Superficial…

The above clip is one of my favorite Cosby show episodes. About 8 minutes in, I die laughing. Especially when it comes to Maxine Reid’s part…DIG DEEPER! DIG DEEPER!

In all seriousness though, I feel like that should be a mantra for the friendships that I am maintaining right now. Dig deeper. I feel like nearly every relationship I hold with someone is superficial. We talk about so-called deep issues, but always gloss over them with jokes or witty banter. I can honestly say that I have so many things that I would like to share with my friends to get feedback or just to get off my chest, but I hold back.

It’s amazing how much I close up the closer that I get to a person. It’s a running joke between my friend Ally and I about how when we were strangers I told her nearly everything about my life. Now? She says it’s like pulling teeth. It’s not that I don’t want to share stuff, it’s that well…

I don’t want to be Debbie Downer. I don’t want to be the [REDACTED] of someone else’s life. I don’t want people to feel like they have to avoid me because all I talk about is my unhappiness. Truth is, I am in a place where I am grateful for most things in my life, but am hella frustrated and upset with the major things [relationships or lack thereof, family, money etc.]. Every once in a while, I’ll let loose and go on a tear about these things, but most often I keep it to myself. Which is not good for my sanity, lemmetellyou!
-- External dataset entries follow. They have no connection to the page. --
PR #371, opened 2019-02-21
Fixup env checks

Andarist:
Regarding - https://twitter.com/DavidKPiano/status/1098437300550336512 😉 

When performing env checks you should never reference `process` directly - replacing plugins are only concerned with replacing `process.env.NODE_ENV` lookup. Referencing `process` causes i.e. webpack to include a polyfill for this object.

Because of that developer-friendly warning which were meant to be removed in production bundles stayed in the bundles.

This has no dramatic effect but it allow bundlers to remove those unwanted strings in production, the UMD bundle went from 10.87 KB to 10.54 KB 

In general I don't recommend storing env check result in a variable (inline check is easier for minifiers to remove), and I strongly would advise against exporting it from a file - especially given a fact that you don't flat bundle and depending on the consumer's setup it might not be possible to check this value across module-boundary. 

This also provides a browser-friendly build which was actually requested originally ( https://github.com/davidkpiano/xstate/issues/227 ) but the fix was done differently. cc @TimvdLippe

### DIFF
--- a/rollup.config.js
+++ b/rollup.config.js
@@ -3,7 +3,7 @@ import { terser } from 'rollup-plugin-terser';
 import rollupReplace from 'rollup-plugin-replace';
 import fileSize from 'rollup-plugin-filesize';
 
-const createConfig = ({ input, output }) => ({
+const createConfig = ({ input, output, target }) => ({
   input,
   output,
   plugins: [
@@ -14,11 +14,14 @@ const createConfig = ({ input, output }) => ({
       clean: true,
       tsconfigOverride: {
         compilerOptions: {
-          declaration: false
+          declaration: false,
+          ...(target ? { target } : {})
         }
       }
     }),
-    terser(),
+    terser({
+      toplevel: true,
+    }),
     fileSize()
   ]
 });
@@ -47,5 +50,13 @@ export default [
       format: 'umd',
       name: 'XStateInterpreter'
     }
+  }),
+  createConfig({
+    input: 'src/index.ts',
+    output: {
+      file: 'dist/xstate.web.js',
+      format: 'esm'
+    },
+    target: 'ES2015'
   })
 ];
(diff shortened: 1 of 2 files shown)


TimvdLippe:
I think this change regresses the case where `process` is undefined in the browser. E.g. in the browser, you can't have a reference to a variable called `process`. Therefore, I think this is going to break that use case.

Andarist:
That's why I'm building `./dist/xstate.esmodules-browsers.js` bundle which should be browser compatible (no references to `process`). It's the same situation as in https://github.com/redux-saga/redux-saga/pull/1717 , https://github.com/redux-saga/redux-saga/pull/1717 , etc

TimvdLippe:
Ah okay. If that works, good! I am not an expert in rollup, so I don't really understand how it is makes sure it removes the reference. Is it the `toplevel: true`?

Andarist:
`toplevel: true` is for uglify/terser - so it can mangle "top level" variables - otherwise it assumes they might be assigned as globals to window object. I think this actually should be the default for module sources, but maybe logic handling this wasnt implemented yet

> I am not an expert in rollup, so I don't really understand how it is makes sure it removes the reference

This is done by `rollup-plugin-replace`

rollup.config.js
```diff
@@ -47,5 +50,13 @@ export default [
       format: 'umd',
       name: 'XStateInterpreter'
     }
+  }),
+  createConfig({
+    input: 'src/index.ts',
+    output: {
+      file: 'dist/xstate.esmodules-browsers.js',
```
davidkpiano: Can we call this `dist/xstate.esm.js`?

Andarist: Technically we can, but `.esm.js` is often used for "module" field in package.json - which is not the same as this thing here. Didn't want to confuse anyone with this naming.

davidkpiano: Sorry to nit, I'm just not a fan of the name (not very user-friendly). What about `xstate.web.js`?

Andarist: No problem - I'll change in a moment. I've based my original name on https://babeljs.io/docs/en/babel-preset-env#targetsesmodules

Andarist:
@davidkpiano friendly 🏓

davidkpiano:
Thank you!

I often wonder how to broach this conversation with my friends without coming off offensive. I don’t need to know every detail (nor do they need to know every one of mine), but I could sure use someone to talk to during my “on the bridge, ready to leap moments”. I think that’s my main reason that I started blogging. Most people were unaware of my blog when I first started back in 2004. I used to share a LOT more back then. Somewhere along the line though, I decided to be on my Leo steez and share my links with people who knew me in real life. With that openness came stiflement. I want to make a promise to myself to not hold ish back on this site anymore. Hell, I’m paying for the webspace [oh yeah…did I mention my new domain? ;)] so I should be able to say what I want without fear of reproach or judgement, right?